** What to produce **
An exact copy of the data below is required; return it in full.

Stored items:
....

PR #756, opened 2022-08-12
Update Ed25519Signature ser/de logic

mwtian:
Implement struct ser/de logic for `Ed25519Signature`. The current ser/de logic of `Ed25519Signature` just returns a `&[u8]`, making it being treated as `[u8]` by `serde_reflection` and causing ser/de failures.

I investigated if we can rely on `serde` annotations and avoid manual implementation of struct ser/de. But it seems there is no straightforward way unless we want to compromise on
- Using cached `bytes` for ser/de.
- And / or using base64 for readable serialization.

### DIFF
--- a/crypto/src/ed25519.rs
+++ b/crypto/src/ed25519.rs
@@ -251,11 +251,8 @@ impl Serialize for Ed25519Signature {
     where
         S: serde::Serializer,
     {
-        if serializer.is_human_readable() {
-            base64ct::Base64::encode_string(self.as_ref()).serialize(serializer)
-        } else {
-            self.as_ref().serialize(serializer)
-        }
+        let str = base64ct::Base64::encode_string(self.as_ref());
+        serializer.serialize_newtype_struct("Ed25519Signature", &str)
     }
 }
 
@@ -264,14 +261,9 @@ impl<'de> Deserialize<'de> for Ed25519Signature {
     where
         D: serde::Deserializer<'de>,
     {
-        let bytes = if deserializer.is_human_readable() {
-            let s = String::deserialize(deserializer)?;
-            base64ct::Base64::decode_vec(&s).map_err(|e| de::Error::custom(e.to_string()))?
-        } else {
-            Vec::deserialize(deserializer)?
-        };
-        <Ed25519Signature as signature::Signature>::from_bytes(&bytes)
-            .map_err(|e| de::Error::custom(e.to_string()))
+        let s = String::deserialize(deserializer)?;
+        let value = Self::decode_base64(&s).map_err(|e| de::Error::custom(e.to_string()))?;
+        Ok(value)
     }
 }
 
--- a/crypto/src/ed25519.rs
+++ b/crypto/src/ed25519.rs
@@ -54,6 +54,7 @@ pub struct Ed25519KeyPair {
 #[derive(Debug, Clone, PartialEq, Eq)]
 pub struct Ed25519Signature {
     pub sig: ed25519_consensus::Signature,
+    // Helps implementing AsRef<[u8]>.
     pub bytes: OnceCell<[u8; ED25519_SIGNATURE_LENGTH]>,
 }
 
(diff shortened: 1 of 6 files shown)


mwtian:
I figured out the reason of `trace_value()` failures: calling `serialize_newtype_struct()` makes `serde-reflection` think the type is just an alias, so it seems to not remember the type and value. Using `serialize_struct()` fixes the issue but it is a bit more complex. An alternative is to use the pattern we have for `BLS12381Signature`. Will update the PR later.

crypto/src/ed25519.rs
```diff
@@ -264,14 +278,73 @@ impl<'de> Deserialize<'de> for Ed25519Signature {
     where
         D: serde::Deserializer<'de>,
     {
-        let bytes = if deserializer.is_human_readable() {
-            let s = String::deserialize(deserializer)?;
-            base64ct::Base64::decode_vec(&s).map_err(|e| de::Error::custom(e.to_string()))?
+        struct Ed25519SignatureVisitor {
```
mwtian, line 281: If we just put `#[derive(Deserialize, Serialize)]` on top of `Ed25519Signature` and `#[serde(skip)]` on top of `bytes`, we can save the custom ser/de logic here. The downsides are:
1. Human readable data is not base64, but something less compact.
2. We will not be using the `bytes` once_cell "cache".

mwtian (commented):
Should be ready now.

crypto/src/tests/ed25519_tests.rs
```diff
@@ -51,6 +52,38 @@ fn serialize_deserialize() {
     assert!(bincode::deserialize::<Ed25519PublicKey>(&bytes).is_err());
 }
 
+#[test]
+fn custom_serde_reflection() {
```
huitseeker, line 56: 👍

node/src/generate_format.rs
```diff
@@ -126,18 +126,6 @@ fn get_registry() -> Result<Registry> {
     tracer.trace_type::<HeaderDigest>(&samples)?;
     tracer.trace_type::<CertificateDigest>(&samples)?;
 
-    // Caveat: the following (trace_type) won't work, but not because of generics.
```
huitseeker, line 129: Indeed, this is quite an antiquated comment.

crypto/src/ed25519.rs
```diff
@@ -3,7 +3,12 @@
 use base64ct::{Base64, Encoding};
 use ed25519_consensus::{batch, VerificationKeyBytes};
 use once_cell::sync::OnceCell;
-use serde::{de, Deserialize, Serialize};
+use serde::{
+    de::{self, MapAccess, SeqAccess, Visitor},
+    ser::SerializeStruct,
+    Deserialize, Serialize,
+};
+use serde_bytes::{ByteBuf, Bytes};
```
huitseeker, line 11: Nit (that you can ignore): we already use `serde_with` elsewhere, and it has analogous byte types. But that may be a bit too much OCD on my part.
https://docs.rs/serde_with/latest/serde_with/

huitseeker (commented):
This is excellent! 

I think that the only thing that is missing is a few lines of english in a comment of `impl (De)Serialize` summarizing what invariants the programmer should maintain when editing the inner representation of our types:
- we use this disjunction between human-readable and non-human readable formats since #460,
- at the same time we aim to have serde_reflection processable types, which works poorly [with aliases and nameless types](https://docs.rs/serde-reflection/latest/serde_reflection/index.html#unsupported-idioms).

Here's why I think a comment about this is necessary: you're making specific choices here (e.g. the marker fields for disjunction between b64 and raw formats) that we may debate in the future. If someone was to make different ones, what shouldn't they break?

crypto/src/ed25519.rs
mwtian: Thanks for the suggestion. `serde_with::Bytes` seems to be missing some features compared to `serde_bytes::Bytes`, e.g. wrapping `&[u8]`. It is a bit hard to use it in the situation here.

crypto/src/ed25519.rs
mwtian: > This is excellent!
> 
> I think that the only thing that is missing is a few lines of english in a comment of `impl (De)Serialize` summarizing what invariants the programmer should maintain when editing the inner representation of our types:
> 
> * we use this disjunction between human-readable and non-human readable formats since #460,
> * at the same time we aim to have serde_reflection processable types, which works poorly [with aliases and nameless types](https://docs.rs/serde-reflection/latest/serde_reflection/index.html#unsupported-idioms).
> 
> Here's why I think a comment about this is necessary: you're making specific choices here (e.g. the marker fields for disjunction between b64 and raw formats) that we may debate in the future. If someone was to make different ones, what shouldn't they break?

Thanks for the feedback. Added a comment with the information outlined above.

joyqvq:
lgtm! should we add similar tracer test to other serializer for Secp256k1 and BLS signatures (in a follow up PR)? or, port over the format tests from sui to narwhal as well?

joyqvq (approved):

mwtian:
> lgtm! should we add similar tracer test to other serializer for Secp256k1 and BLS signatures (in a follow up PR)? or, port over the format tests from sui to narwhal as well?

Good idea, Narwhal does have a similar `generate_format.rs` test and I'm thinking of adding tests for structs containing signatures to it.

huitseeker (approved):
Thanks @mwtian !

....

** Response **
PR #756, opened 2022-08-12
Update Ed25519Signature ser/de logic

mwtian:
Implement struct ser/de logic for `Ed25519Signature`. The current ser/de logic of `Ed25519Signature` just returns a `&[u8]`, making it being treated as `[u8]` by `serde_reflection` and causing ser/de failures.

I investigated if we can rely on `serde` annotations and avoid manual implementation of struct ser/de. But it seems there is no straightforward way unless we want to compromise on
- Using cached `bytes` for ser/de.
- And / or using base64 for readable serialization.

### DIFF
--- a/crypto/src/ed25519.rs
+++ b/crypto/src/ed25519.rs
@@ -251,11 +251,8 @@ impl Serialize for Ed25519Signature {
     where
         S: serde::Serializer,
     {
-        if serializer.is_human_readable() {
-            base64ct::Base64::encode_string(self.as_ref()).serialize(serializer)
-        } else {
-            self.as_ref().serialize(serializer)
-        }
+        let str = base64ct::Base64::encode_string(self.as_ref());
+        serializer.serialize_newtype_struct("Ed25519Signature", &str)
     }
 }
 
@@ -264,14 +261,9 @@ impl<'de> Deserialize<'de> for Ed25519Signature {
     where
         D: serde::Deserializer<'de>,
     {
-        let bytes = if deserializer.is_human_readable() {
-            let s = String::deserialize(deserializer)?;
-            base64ct::Base64::decode_vec(&s).map_err(|e| de::Error::custom(e.to_string()))?
-        } else {
-            Vec::deserialize(deserializer)?
-        };
-        <Ed25519Signature as signature::Signature>::from_bytes(&bytes)
-            .map_err(|e| de::Error::custom(e.to_string()))
+        let s = String::deserialize(deserializer)?;
+        let value = Self::decode_base64(&s).map_err(|e| de::Error::custom(e.to_string()))?;
+        Ok(value)
     }
 }
 
--- a/crypto/src/ed25519.rs
+++ b/crypto/src/ed25519.rs
@@ -54,6 +54,7 @@ pub struct Ed25519KeyPair {
 #[derive(Debug, Clone, PartialEq, Eq)]
 pub struct Ed25519Signature {
     pub sig: ed25519_consensus::Signature,
+    // Helps implementing AsRef<[u8]>.
     pub bytes: OnceCell<[u8; ED25519_SIGNATURE_LENGTH]>,
 }
 
(diff shortened: 1 of 6 files shown)


mwtian:
I figured out the reason of `trace_value()` failures: calling `serialize_newtype_struct()` makes `serde-reflection` think the type is just an alias, so it seems to not remember the type and value. Using `serialize_struct()` fixes the issue but it is a bit more complex. An alternative is to use the pattern we have for `BLS12381Signature`. Will update the PR later.

crypto/src/ed25519.rs
```diff
@@ -264,14 +278,73 @@ impl<'de> Deserialize<'de> for Ed25519Signature {
     where
         D: serde::Deserializer<'de>,
     {
-        let bytes = if deserializer.is_human_readable() {
-            let s = String::deserialize(deserializer)?;
-            base64ct::Base64::decode_vec(&s).map_err(|e| de::Error::custom(e.to_string()))?
+        struct Ed25519SignatureVisitor {
```
mwtian, line 281: If we just put `#[derive(Deserialize, Serialize)]` on top of `Ed25519Signature` and `#[serde(skip)]` on top of `bytes`, we can save the custom ser/de logic here. The downsides are:
1. Human readable data is not base64, but something less compact.
2. We will not be using the `bytes` once_cell "cache".

mwtian (commented):
Should be ready now.

crypto/src/tests/ed25519_tests.rs
```diff
@@ -51,6 +52,38 @@ fn serialize_deserialize() {
     assert!(bincode::deserialize::<Ed25519PublicKey>(&bytes).is_err());
 }
 
+#[test]
+fn custom_serde_reflection() {
```
huitseeker, line 56: 👍

node/src/generate_format.rs
```diff
@@ -126,18 +126,6 @@ fn get_registry() -> Result<Registry> {
     tracer.trace_type::<HeaderDigest>(&samples)?;
     tracer.trace_type::<CertificateDigest>(&samples)?;
 
-    // Caveat: the following (trace_type) won't work, but not because of generics.
```
huitseeker, line 129: Indeed, this is quite an antiquated comment.

crypto/src/ed25519.rs
```diff
@@ -3,7 +3,12 @@
 use base64ct::{Base64, Encoding};
 use ed25519_consensus::{batch, VerificationKeyBytes};
 use once_cell::sync::OnceCell;
-use serde::{de, Deserialize, Serialize};
+use serde::{
+    de::{self, MapAccess, SeqAccess, Visitor},
+    ser::SerializeStruct,
+    Deserialize, Serialize,
+};
+use serde_bytes::{ByteBuf, Bytes};
```
huitseeker, line 11: Nit (that you can ignore): we already use `serde_with` elsewhere, and it has analogous byte types. But that may be a bit too much OCD on my part.
https://docs.rs/serde_with/latest/serde_with/

huitseeker (commented):
This is excellent! 

I think that the only thing that is missing is a few lines of english in a comment of `impl (De)Serialize` summarizing what invariants the programmer should maintain when editing the inner representation of our types:
- we use this disjunction between human-readable and non-human readable formats since #460,
- at the same time we aim to have serde_reflection processable types, which works poorly [with aliases and nameless types](https://docs.rs/serde-reflection/latest/serde_reflection/index.html#unsupported-idioms).

Here's why I think a comment about this is necessary: you're making specific choices here (e.g. the marker fields for disjunction between b64 and raw formats) that we may debate in the future. If someone was to make different ones, what shouldn't they break?

crypto/src/ed25519.rs
mwtian: Thanks for the suggestion. `serde_with::Bytes` seems to be missing some features compared to `serde_bytes::Bytes`, e.g. wrapping `&[u8]`. It is a bit hard to use it in the situation here.

crypto/src/ed25519.rs
mwtian: > This is excellent!
> 
> I think that the only thing that is missing is a few lines of english in a comment of `impl (De)Serialize` summarizing what invariants the programmer should maintain when editing the inner representation of our types:
> 
> * we use this disjunction between human-readable and non-human readable formats since #460,
> * at the same time we aim to have serde_reflection processable types, which works poorly [with aliases and nameless types](https://docs.rs/serde-reflection/latest/serde_reflection/index.html#unsupported-idioms).
> 
> Here's why I think a comment about this is necessary: you're making specific choices here (e.g. the marker fields for disjunction between b64 and raw formats) that we may debate in the future. If someone was to make different ones, what shouldn't they break?

Thanks for the feedback. Added a comment with the information outlined above.

joyqvq:
lgtm! should we add similar tracer test to other serializer for Secp256k1 and BLS signatures (in a follow up PR)? or, port over the format tests from sui to narwhal as well?

joyqvq (approved):

mwtian:
> lgtm! should we add similar tracer test to other serializer for Secp256k1 and BLS signatures (in a follow up PR)? or, port over the format tests from sui to narwhal as well?

Good idea, Narwhal does have a similar `generate_format.rs` test and I'm thinking of adding tests for structs containing signatures to it.

huitseeker (approved):
Thanks @mwtian !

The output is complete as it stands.